WHAT YOU SHOULD DO
Take every line from the records below that includes the word "github".

━━━━━━

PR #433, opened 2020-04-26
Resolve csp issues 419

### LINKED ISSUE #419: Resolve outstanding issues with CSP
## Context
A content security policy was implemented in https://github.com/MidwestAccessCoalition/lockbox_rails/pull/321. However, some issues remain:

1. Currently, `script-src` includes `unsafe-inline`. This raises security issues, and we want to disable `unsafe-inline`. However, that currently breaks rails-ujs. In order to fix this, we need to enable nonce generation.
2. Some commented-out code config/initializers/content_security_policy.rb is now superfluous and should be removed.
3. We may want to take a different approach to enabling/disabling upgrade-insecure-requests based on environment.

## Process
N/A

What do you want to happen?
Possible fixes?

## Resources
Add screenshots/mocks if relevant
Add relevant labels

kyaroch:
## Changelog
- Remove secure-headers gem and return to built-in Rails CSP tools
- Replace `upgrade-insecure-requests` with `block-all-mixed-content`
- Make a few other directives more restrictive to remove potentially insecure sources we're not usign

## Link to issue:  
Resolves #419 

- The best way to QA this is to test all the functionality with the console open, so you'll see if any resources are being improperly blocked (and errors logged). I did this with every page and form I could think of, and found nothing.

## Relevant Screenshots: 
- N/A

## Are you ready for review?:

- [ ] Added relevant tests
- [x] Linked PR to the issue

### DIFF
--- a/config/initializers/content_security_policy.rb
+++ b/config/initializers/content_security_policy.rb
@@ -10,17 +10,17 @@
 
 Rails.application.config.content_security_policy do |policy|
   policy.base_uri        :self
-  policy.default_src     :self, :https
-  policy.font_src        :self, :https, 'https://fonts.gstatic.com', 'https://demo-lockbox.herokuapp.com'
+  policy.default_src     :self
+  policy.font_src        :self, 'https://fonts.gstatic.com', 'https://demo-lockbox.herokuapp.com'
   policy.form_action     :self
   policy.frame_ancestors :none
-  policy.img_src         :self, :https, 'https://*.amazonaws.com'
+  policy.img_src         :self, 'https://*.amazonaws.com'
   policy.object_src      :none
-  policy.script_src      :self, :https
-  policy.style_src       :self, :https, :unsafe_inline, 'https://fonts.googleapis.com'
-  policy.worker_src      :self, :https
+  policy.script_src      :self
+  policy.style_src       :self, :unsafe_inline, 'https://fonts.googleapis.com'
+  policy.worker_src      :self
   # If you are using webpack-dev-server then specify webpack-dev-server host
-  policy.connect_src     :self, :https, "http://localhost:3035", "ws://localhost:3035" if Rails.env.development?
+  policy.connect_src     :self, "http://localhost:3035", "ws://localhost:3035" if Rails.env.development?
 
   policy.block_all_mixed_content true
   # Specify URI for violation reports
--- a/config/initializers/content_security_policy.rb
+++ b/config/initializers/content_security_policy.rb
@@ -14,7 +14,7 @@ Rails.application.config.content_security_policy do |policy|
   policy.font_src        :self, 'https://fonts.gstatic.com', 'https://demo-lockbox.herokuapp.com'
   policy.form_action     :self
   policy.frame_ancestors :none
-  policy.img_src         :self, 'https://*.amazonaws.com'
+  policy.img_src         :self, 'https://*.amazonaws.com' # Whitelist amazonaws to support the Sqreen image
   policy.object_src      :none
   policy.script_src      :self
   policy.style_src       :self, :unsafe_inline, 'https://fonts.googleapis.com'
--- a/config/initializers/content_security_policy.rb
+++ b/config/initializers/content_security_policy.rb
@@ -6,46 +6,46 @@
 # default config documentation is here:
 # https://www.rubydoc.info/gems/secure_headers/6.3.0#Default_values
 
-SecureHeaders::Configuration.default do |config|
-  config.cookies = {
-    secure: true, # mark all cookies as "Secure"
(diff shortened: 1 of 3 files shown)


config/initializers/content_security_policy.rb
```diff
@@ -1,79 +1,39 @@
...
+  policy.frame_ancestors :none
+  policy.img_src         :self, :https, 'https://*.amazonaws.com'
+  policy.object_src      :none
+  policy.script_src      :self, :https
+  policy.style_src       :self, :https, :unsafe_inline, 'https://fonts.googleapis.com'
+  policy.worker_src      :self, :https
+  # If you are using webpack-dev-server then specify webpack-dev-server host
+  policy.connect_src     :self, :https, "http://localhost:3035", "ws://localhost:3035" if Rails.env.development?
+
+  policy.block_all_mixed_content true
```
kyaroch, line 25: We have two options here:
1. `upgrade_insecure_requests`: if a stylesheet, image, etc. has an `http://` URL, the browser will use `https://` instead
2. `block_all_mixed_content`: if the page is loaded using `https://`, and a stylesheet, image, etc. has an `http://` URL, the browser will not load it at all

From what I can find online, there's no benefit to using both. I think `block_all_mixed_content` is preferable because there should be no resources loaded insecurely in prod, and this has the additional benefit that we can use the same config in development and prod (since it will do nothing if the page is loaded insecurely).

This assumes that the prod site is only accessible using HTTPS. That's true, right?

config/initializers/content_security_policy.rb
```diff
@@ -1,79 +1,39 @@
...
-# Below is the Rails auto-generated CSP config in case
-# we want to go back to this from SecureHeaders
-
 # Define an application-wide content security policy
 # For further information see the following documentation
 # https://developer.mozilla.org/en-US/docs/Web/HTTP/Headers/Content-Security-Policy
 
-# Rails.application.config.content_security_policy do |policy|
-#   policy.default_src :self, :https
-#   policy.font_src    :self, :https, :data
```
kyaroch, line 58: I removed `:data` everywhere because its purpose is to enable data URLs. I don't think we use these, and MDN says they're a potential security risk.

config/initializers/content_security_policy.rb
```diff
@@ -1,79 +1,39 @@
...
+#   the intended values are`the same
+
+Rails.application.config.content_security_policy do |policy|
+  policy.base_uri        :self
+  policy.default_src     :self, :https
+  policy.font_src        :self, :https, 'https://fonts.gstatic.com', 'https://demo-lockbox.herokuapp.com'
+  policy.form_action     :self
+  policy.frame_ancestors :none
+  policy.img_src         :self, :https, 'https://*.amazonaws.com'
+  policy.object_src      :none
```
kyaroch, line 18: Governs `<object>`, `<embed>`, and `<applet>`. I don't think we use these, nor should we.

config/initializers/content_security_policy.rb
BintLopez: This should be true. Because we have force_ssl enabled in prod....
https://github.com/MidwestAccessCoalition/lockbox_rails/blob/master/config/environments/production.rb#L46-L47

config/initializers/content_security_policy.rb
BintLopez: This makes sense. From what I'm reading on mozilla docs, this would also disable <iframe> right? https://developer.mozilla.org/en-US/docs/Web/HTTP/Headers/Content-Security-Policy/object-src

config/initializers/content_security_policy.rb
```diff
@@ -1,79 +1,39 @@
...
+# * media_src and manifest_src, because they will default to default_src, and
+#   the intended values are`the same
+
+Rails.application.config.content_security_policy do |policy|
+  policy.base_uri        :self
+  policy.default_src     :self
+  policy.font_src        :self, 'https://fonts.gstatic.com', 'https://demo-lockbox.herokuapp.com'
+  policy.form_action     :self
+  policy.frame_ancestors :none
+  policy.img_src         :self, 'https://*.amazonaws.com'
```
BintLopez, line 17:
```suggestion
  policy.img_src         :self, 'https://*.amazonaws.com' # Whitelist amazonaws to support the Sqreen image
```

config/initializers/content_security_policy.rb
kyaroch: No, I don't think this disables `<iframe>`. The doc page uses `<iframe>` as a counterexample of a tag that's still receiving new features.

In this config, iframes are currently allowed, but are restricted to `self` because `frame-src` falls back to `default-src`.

━━━━━━

RESULT OF THIS EXERCISE
A content security policy was implemented in https://github.com/MidwestAccessCoalition/lockbox_rails/pull/321. However, some issues remain:
https://github.com/MidwestAccessCoalition/lockbox_rails/blob/master/config/environments/production.rb#L46-L47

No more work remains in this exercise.